Update of ongoing case series of intratympanic gentamicin use in intractable Ménière's disease. Comparison of the treatment results of two gentamicin concentrations: 30 mg/ml and 40 mg/ml. Retrospective case-matched review of an ongoing protocol. Ambulatory visits in an office setting. Eighty-seven patients were included in this study according to the 1995 guidelines of the American Academy of Otolaryngology-Head and Neck Surgery (AAO-HNS) for reporting treatment results of Ménière's disease. Intratympanic injection of a buffered gentamicin solution (30 mg/ml) was used in 44 patients (Group 1) in years 1992 to 1995. Stock gentamicin solution (40 mg/ml) was used in 43 patients (Group 2) in years 1996 to 1999. Treatment was titrated for each patient, and the hearing was strictly monitored.
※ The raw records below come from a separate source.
PR #5986, opened 2023-08-10
Fixed vertical knock back not matching vanilla

JavierLeon9966:
## Introduction

I tested the knockback in a vanilla server using [gophertunnel](https://github.com/Sandertv/gophertunnel) by logging the output of `SetActorMotionPacket` and it turns out the player has a vertical knockback limit of 0.3608. 
### Relevant issues

None
### API changes

None
### Behavioural changes

None
## Backwards compatibility

None
## Follow-up

None
## Tests

```php
<?php

declare(strict_types=1);

namespace JavierLeon9966\KBTest;

use pocketmine\event\player\PlayerItemUseEvent;

		$this->getServer()->getPluginManager()->registerEvent(PlayerItemUseEvent::class, function(PlayerItemUseEvent $event): void{
			$event->getPlayer()->knockBack(lcg_value() * 2 - 1, lcg_value() * 2 - 1);
		}, EventPriority::MONITOR, $this);
	}
}
```
https://github.com/pmmp/PocketMine-MP/assets/58715544/89d9dd34-13d7-4880-bd77-27b3711acc96

### DIFF
--- a/src/entity/Living.php
+++ b/src/entity/Living.php
@@ -89,7 +89,7 @@ abstract class Living extends Entity{
 	 * Limit of an entity's vertical knockback velocity when hit by another entity. Without this limit, the entity
 	 * may be knocked far up into the air with large knockback forces.
 	 */
-	public const DEFAULT_KNOCKBACK_VERTICAL_LIMIT = 0.4;
+	public const DEFAULT_KNOCKBACK_VERTICAL_LIMIT = 0.3608;
 
 	private const TAG_LEGACY_HEALTH = "HealF"; //TAG_Float
 	private const TAG_HEALTH = "Health"; //TAG_Float


IvanCraft623:
Are you sure this isn't a randomized value?

JavierLeon9966:
> Are you sure this isn't a randomized value?

Yes. I tested multiple times and that value was always logged.

ItsZodiaX:
[dragonfly](https://github.com/df-mc/dragonfly/blob/281943e6efc446daa57c07ff34451f9942c0e034/server/player/player.go#L1483) also use this value.

dktapps:
I feel like there's some physics that we're missing here. Java uses 0.4, and Bedrock mimics Java in this regard.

The endpoint of treatment was the complete cessation of vertigo spells. Hearing results, vertigo control scores, and ice water caloric testing responses were analyzed after 24 months of follow-up. Thirty-two patients from each group were selected for case-matched statistical analysis. Four or fewer gentamicin injections were used in 70% of Group 1 patients and 96% of Group 2 patients. In Group 1, vertigo control was achieved in 81% of patients, and the hearing remained the same or was improved in 68% of patients. In Group 2, vertigo control was achieved in 72% of patients, and the hearing remained the same or was improved in 81% of patients. Treatment was aborted in four patients of Group 2 for early reversible hearing loss, and 31 of 39 patients (79%) who completed the protocol experienced lasting vertigo control. There was a trend for longer-lasting vertigo control in the Group 2 patients. It was concluded that increasing the gentamicin concentration to 40 mg/ml probably produces similar rates of vertigo control as those of the lower dose, at least initially, but requires fewer injections. The higher dose did not increase the risk of hearing loss if treatment was stopped at the first indication of injury. A larger study is needed to confirm the trend of improved long-term hearing results in patients treated with the 40 mg/ml solution.